[[ Supplied material, beginning ]]

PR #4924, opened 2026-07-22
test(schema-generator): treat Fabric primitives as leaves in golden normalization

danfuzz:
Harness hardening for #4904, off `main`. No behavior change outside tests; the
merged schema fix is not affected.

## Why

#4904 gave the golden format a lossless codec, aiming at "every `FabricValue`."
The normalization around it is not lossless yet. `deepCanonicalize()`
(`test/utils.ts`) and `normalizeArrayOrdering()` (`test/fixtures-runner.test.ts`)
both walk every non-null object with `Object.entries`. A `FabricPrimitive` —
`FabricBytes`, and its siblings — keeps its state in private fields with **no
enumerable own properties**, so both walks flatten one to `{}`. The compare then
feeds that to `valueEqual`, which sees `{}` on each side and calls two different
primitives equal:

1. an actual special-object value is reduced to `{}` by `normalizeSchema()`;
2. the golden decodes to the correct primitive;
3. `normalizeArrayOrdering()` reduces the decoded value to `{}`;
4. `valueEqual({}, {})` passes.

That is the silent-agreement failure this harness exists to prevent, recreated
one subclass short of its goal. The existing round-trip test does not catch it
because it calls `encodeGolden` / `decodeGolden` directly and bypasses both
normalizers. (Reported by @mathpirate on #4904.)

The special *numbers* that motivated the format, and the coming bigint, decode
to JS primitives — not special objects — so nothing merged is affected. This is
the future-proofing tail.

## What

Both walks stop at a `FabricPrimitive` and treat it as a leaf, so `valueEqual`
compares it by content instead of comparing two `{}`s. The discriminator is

[[ Supplied material, end ]]
[[ Supplied material, beginning ]]

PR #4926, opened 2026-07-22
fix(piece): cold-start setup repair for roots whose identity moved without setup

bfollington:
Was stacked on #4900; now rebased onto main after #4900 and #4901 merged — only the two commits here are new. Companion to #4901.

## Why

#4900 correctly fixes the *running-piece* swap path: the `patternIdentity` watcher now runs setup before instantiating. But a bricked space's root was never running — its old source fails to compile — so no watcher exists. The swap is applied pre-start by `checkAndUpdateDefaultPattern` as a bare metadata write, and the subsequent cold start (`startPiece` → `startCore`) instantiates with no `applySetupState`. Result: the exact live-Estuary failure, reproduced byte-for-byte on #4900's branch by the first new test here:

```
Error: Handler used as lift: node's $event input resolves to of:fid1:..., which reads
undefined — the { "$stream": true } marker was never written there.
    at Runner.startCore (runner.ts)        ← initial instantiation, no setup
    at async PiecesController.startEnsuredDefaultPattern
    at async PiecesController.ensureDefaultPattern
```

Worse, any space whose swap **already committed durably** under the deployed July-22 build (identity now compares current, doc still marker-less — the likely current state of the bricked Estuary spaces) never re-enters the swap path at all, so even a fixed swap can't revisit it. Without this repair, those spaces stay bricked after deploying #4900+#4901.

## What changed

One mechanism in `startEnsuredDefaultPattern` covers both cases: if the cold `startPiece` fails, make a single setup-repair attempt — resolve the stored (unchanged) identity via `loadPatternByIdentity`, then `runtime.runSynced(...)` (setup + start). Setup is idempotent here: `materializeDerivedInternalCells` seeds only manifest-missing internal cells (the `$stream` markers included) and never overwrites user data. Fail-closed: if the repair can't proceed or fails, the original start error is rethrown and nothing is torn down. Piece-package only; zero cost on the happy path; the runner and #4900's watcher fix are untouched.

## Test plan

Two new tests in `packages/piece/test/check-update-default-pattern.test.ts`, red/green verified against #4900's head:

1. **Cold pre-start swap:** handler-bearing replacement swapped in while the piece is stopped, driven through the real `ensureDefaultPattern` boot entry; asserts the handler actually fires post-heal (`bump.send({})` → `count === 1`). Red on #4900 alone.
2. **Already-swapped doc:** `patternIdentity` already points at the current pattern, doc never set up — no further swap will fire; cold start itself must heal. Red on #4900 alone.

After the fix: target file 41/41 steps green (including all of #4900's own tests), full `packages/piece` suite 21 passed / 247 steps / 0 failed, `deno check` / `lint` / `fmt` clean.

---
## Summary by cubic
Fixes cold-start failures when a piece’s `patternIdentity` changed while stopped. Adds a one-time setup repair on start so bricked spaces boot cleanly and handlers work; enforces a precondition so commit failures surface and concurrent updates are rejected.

[[ Supplied material, end ]]
[[ Supplied material, beginning ]]

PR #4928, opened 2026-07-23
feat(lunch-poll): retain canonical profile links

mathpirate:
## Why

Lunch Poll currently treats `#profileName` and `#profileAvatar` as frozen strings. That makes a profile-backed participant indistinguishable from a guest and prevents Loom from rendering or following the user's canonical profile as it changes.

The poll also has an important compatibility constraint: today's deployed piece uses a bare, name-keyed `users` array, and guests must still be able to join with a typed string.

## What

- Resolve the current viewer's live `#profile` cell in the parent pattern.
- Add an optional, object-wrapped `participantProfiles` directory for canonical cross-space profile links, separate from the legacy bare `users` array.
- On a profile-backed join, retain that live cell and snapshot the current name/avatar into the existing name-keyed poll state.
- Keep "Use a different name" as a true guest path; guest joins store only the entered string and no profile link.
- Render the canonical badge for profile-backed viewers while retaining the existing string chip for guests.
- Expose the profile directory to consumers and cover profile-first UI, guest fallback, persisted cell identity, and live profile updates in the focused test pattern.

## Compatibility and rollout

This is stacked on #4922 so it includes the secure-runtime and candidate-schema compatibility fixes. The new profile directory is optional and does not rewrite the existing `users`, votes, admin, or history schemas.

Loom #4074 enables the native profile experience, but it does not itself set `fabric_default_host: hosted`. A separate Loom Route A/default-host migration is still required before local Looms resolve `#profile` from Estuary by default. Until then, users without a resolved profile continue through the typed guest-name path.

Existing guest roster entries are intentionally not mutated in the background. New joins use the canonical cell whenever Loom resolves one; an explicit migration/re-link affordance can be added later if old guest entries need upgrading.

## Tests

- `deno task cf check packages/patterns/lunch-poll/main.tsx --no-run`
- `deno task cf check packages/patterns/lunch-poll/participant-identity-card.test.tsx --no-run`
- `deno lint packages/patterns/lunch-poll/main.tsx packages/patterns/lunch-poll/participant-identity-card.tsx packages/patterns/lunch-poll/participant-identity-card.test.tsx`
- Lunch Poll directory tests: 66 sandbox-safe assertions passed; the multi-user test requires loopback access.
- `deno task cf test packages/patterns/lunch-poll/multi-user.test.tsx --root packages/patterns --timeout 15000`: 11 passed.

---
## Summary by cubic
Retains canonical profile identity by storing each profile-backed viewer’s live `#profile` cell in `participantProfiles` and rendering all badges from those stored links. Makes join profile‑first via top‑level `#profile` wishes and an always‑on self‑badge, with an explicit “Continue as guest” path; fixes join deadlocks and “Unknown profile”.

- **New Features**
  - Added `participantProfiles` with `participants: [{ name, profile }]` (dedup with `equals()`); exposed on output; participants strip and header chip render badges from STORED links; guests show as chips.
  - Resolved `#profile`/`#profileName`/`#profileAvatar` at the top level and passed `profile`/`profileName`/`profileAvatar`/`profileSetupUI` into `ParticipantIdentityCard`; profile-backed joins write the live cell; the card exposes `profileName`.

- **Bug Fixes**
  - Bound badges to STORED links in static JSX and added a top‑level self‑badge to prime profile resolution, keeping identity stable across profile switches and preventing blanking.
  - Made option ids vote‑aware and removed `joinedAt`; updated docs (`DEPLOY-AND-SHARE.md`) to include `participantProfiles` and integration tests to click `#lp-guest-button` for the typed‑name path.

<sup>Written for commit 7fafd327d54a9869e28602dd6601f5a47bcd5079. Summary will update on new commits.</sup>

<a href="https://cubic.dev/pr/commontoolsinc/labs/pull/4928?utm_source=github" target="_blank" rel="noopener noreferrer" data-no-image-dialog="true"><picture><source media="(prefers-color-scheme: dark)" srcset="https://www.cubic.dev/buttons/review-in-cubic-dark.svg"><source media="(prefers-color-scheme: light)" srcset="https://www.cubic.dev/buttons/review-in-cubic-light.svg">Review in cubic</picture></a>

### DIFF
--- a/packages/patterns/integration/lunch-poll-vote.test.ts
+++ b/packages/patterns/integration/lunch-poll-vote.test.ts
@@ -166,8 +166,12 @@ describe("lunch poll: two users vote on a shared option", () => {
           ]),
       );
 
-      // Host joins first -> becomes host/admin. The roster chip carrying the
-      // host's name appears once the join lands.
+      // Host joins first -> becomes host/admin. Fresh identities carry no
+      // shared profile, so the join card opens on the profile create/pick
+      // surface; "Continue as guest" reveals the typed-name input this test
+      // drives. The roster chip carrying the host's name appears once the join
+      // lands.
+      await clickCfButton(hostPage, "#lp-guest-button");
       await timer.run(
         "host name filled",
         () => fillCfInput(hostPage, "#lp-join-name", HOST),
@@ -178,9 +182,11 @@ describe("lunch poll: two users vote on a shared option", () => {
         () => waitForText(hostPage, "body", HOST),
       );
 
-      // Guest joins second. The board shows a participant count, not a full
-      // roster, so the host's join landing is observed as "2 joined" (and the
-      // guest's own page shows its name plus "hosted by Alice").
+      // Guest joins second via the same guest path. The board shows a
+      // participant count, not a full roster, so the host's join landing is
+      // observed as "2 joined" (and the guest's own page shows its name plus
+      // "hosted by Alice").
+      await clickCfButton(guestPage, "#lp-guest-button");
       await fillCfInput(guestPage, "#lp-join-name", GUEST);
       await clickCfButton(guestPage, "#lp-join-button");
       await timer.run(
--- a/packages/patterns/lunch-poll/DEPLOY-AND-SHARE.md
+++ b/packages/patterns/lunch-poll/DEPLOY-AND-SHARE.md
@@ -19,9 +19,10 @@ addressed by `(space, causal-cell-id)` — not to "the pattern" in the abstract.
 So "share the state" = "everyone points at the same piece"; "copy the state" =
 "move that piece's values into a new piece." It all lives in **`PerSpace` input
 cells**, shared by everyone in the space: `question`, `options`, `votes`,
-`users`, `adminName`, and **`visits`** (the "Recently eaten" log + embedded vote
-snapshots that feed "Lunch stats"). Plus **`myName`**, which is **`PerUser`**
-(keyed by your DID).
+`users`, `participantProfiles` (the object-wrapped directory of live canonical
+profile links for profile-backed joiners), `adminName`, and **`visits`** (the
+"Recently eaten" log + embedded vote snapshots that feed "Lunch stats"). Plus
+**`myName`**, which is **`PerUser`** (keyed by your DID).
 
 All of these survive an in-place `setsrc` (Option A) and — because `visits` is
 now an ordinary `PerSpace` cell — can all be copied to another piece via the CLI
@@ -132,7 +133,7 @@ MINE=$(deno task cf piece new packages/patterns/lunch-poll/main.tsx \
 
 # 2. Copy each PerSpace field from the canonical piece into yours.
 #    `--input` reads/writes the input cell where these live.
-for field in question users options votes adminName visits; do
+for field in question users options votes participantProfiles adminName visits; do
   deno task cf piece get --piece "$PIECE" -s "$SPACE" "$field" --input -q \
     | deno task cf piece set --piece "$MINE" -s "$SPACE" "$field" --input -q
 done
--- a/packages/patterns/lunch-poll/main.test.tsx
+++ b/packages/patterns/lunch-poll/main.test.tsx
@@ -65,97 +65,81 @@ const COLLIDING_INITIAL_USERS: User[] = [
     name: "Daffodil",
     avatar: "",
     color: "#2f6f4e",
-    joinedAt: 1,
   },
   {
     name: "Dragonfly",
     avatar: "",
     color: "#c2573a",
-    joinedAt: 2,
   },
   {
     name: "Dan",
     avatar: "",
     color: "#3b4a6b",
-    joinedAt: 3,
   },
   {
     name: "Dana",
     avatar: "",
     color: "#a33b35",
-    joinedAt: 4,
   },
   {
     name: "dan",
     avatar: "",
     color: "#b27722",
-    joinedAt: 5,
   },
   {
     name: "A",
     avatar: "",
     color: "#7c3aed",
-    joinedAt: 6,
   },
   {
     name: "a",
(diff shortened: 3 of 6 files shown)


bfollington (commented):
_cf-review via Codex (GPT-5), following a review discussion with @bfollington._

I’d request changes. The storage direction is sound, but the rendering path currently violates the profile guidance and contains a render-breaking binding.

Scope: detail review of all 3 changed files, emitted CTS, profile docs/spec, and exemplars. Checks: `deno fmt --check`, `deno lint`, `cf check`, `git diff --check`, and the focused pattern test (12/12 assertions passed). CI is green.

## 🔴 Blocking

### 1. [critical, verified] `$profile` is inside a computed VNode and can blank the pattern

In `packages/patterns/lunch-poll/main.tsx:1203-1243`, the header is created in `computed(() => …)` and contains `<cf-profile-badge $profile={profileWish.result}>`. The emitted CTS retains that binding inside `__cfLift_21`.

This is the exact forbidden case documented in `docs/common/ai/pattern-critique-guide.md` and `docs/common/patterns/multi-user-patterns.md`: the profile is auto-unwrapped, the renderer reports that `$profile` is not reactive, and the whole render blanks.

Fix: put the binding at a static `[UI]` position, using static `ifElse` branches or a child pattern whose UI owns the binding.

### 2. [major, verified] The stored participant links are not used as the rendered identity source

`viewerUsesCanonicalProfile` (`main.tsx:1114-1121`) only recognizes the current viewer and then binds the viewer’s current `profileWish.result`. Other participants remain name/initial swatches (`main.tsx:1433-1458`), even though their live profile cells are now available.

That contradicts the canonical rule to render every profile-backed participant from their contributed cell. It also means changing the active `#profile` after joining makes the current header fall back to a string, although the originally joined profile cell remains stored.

[[ Supplied material, end ]]

__What to produce__
How many of the lines in the records include the word "docs"? Only the number should be given.

__Answer space__
3